We use the files .trace output by diffsel.
library(coda)
setwd("/home/boussau/Data/Convergenomix/outputPhilTrans/outdir_real_data/besnard2009/cyp_coding/Detection_tools")
d1<-read.table("diffsel/raw_results/myrun.trace", h=T, comment.char="&")[,1:7]
d2<-read.table("diffsel_bis/raw_results/myrun.trace", h=T, comment.char="&")[,1:7]
a<-autocorr.plot(d1, auto.layout = F)
### d2
a<-autocorr.plot(d2, auto.layout = F)
Autocorrelation is low in both chains, and similar.

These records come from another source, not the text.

PR #3883, opened 2021-08-03
CY: New channels

Dum4G:


channels/gr.m3u
```diff
@@ -241,3 +241,7 @@ http://5db313b643fd8.streamlock.net:1935/ZerounoTV/ZerounoTV/playlist.m3u8
 https://zouglalive-lh.akamaihd.net/i/zouglalive_1@340792/master.m3u8
 #EXTINF:-1 tvg-id="Krete TV GR" tvg-name="Krete TV GR" tvg-country="GR" tvg-language="Modern Greek (1453-)" tvg-logo="https://i.imgur.com/Ldt07Lh.png" group-title="",ΚρήτηTV (720p)
 http://live.cretetv.gr:1935/cretetv/myStream/f1tv.m3u8
+#EXTINF:-1 tvg-id="ANT1CYPRUS.GR" tvg-name="ANT1 Cyprus" tvg-country="CY" tvg-language="Modern Greek (1453-)" tvg-logo="https://www.worldtvpc.com/onlinevideosites/img/ant1.jpg" group-title="",ANT1 Cyprus
+https://www.ant1.com.cy/ajax.aspx?m=Atcom.Sites.Ant1iwo.Modules.TokenGenerator&videoURL=https://l2.cloudskep.com/antl2/abr/playlist.m3u8
```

d1ess <- apply(d1, 2, effectiveSize)
d2ess <- apply(d2, 2, effectiveSize)
ess<-cbind(d1ess, d2ess)
plot(ess[,1], ess[,2], xlab="ESS of chain 1", ylab="ESS of chain 2")
abline(a=0, b=1)
We have an ESS of more than 500 for all variables, but the correlation is not perfect.
for (i in 1:length(d1[1,])) {
plot(d1[,1], t="l", ylab=colnames(d1)[i])
lines(d2[,1], col="red")
}
Convergence seems to have been reached, and 200 looks like a reasonable choice for discarding a burnin.
md1 <- mcmc(d1)
md2 <- mcmc(d2)
twoChains <- mcmc.list(md1, md2)
gelman.diag(twoChains)
## Potential scale reduction factors:
##
## Point est. Upper C.I.
## X.logprior 1.00 1.00
## lnL 1.01 1.04
## length 1.00 1.01
## globent 1.01 1.04
## selvar1 1.00 1.00
## statent 1.01 1.03
## rrent 1.00 1.00
##
## Multivariate psrf
##
## 1.01
The values are all close to 1, convergence seems to have been reached.

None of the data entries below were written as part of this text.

PR #3895, opened 2021-08-04
ABC 2 - Edited call sign

jkemp814:
This one got overlooked


BellezaEmporium (approved):
We'll see later concerning the pictures. We need to see how we can turn the URL changes onto our advantage.

PR #3898, opened 2021-08-04
Fix channel description

freearhey:
Fixes incorrectly detected stream resolution.

Resolves: https://github.com/iptv-org/iptv/pull/3897#issuecomment-892350880


BellezaEmporium (approved):
I might blame the resolution detector script for this one. Some adaptive streams got "audio_only" playlists before switching to video and audio.

PR #3986, opened 2021-08-07
Channel edits - Sync logos - Rename - Change call sign - Added state

jkemp814:
Corrected error with call sign before city.


jkemp814:
Some has state initials, some didn't. Trying to keep the list consistent.

jkemp814:
I can't spell 'Change'

Dum4G (approved):

PR #4016, opened 2021-08-09
Update "clean" script

freearhey:
This update replaces the HTTP client previously used to check links with [ffmpeg](https://www.ffmpeg.org/) library. Since FFmpeg uses basically the same codecs as VLC player, Kodi and many other popular apps (https://en.wikipedia.org/wiki/Libavcodec), this change should allow us to determine broadcast status much more accurately.


Dum4G:
A website we promote in awesome-epg repo Jacal.sh recommends to use plain HTTP because quite a lot links may not play if there's an HTTPS conflict. Shall we be worried about that?

Dum4G (approved):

We require that estimation of the 0.025 quantile should be precise at the 1% level.
raftery.diag(twoChains, r=0.01)
## [[1]]
##
## Quantile (q) = 0.025
## Accuracy (r) = +/- 0.01
## Probability (s) = 0.95
##
## Burn-in Total Lower bound Dependence
## (M) (N) (Nmin) factor (I)
## X.logprior 2 966 937 1.03
## lnL 5 1523 937 1.63
## length 4 1257 937 1.34
## globent 3 1112 937 1.19
## selvar1 3 1026 937 1.09
## statent 3 1134 937 1.21
## rrent 3 1047 937 1.12
##
##
## [[2]]
##
## Quantile (q) = 0.025
## Accuracy (r) = +/- 0.01
## Probability (s) = 0.95
##
## Burn-in Total Lower bound Dependence
## (M) (N) (Nmin) factor (I)
## X.logprior 3 1047 937 1.120
## lnL 4 1334 937 1.420
## length 2 984 937 1.050
## globent 4 1206 937 1.290
## selvar1 2 925 937 0.987
## statent 2 983 937 1.050
## rrent 3 1026 937 1.090
2000 iterations seems to be enough for all variables in the trace, and the burnin suggested by this measure is always very small.